Payloads in mindoff-dataport are sheet-scoped: the top-level keys of your data dict are sheet names, and each maps to that sheet's values. This one rule keeps multi-sheet reports unambiguous: every value knows exactly which sheet it belongs to. If you ever forget the exact shape a template wants, mo_dataport.inputs(schema) will tell you (see Input Discovery).

Prerequisites

  • Template extracted with mo_dataport.extract() (see Installation)
  • Placeholder keys confirmed with mo_dataport.inputs(schema) before building a payload

Implementation

1. Static Sheet

The common case: a sheet with some scalar values and a table. The outer key matches the sheet name in the template; the inner keys match your placeholder keys.

{
    "Invoice": {
        "customer_name": "Acme Industries",    # string
        "invoice_number": 1024,                 # number
        "due_date": datetime.date(2026, 5, 1),  # date
        "line_items": polars_dataframe,         # dataframe / LazyFrame
    }
}

2. Repeat Section

When a sheet contains a repeat block ({{key:repeat-start}} ... {{key:repeat-end}}), the payload key matching that block holds an ordered list of record payloads, one per rendered block.

{
    "Sheet1": {
        "reports": [                            # key matches the repeat-start/end key
            {"customer_name": "Acme",   "line_items": acme_df},
            {"customer_name": "Globex", "line_items": globex_df},
        ]
    }
}

The blocks render top to bottom in list order. For the layout rules (sibling sections, static rows, merged-cell limits), see the Repeat Sections recipe.

3. Dynamic Sheet Group

When a template sheet is named exactly {{key}}, it's a stencil for many output sheets. Pass a dict of output_sheet_name -> payload under that placeholder key:

{
    "region_sheet": {                           # the sheet-name placeholder key
        "North Sheet": {                        # becomes an output sheet
            "region_name": "North",
            "owner": "Alice",
            "sales_rows": north_df,
        },
        "South Sheet": {
            "region_name": "South",
            "owner": "Bob",
            "sales_rows": south_df,
        },
    }
}

Output sheet order follows the payload dict's insertion order. Output sheet names must be unique.
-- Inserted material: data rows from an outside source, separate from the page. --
PR #782, opened 2020-06-16
Add check for unsafe Application calls in module attributes 

akoutmos:
This check looks for following calls in module attributes:
- `Application.fetch_env/2`
- `Application.fetch_env!/2`
- `Application.get_all_env/1`
- `Application.get_env/3`
- `Application.get_env/2`

With the introduction of `Application.compile_env` in Elixir 1.10, developers should be leveraging that instead.

I personally think this should be in core Credo versus a 3rd party plugin as this is something I see happen almost weekly by people new to Elixir and even some seasoned Elixir developers.

As a side note, thanks a bunch for Credo! Been using it for years and appreciate all the hard work you have put into it :).

### DIFF
--- a/lib/credo/check/warning/application_config_attribute.ex
+++ b/lib/credo/check/warning/application_config_attribute.ex
@@ -1,0 +1,103 @@
+defmodule Credo.Check.Warning.ApplicationConfigAttribute do
+  use Credo.Check,
+    base_priority: :high,
+    tags: [:controversial],
+    category: :warning,
+    explanations: [
+      check: """
+      Module attributes are evaluated at compile time and not at run time. As
+      a result, certain configuration read calls made in your module attributes
+      may work as expected during local development, but may break once in a
+      deployed context.
+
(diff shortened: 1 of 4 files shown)


rrrene:
Nice work. Could we rename this `ApplicationConfigInModuleAttribute`?

akoutmos:
It has been done! Thanks for taking the time to look at the PR. Appreciate it :)

rrrene:
:+1:

akoutmos:
I just noticed that the default credo config that is generated `mix credo.gen.config` is based on the `.credo.exs` file in Credo itself https://github.com/rrrene/credo/blob/master/lib/credo/cli/command/gen.config.ex#L6.

Should I have added this new rule as an entry in that file or is that something that you do when you cut a new release?

rrrene:
@akoutmos Good catch! I added it. :+1:

akoutmos:
Awesome! Thanks!!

When you introspect a template with a dynamic group, inputs(schema) reports it under the same placeholder key, using "*" to mean "every generated sheet shares this contract":

{
    "region_sheet": {
        "*": {
            "region_name": "string",
            "owner": "string",
            "sales_rows": "dataframe",
        }
    }
}

4. Using Polars LazyFrames for Large Data

For anything big, prefer a LazyFrame over a DataFrame. A LazyFrame stays disk-backed and is never fully loaded into memory; the library reads it in batches at export time.

import polars as pl

rows = pl.scan_parquet("sales.parquet").select(["product", "units", "revenue"])

bundle = mo_dataport.compile(schema, {"Sheet1": {"sales_rows": rows}})

Rule of thumb

Use pl.scan_parquet(...) (lazy) for large or unbounded data and pl.DataFrame(...) (eager) for small, already-in-memory tables. Both are accepted anywhere a dataframe is expected.

Troubleshooting

  • KeyError during compile(). A placeholder the template requires is missing from your payload. Run inputs(schema) and compare keys side by side.
  • A sheet renders empty. Confirm the outer payload key exactly matches the sheet name (including spaces and case).
  • Type validation failed. The value you passed doesn't match the placeholder type, for example a str where the template marked :number. The error names the offending key.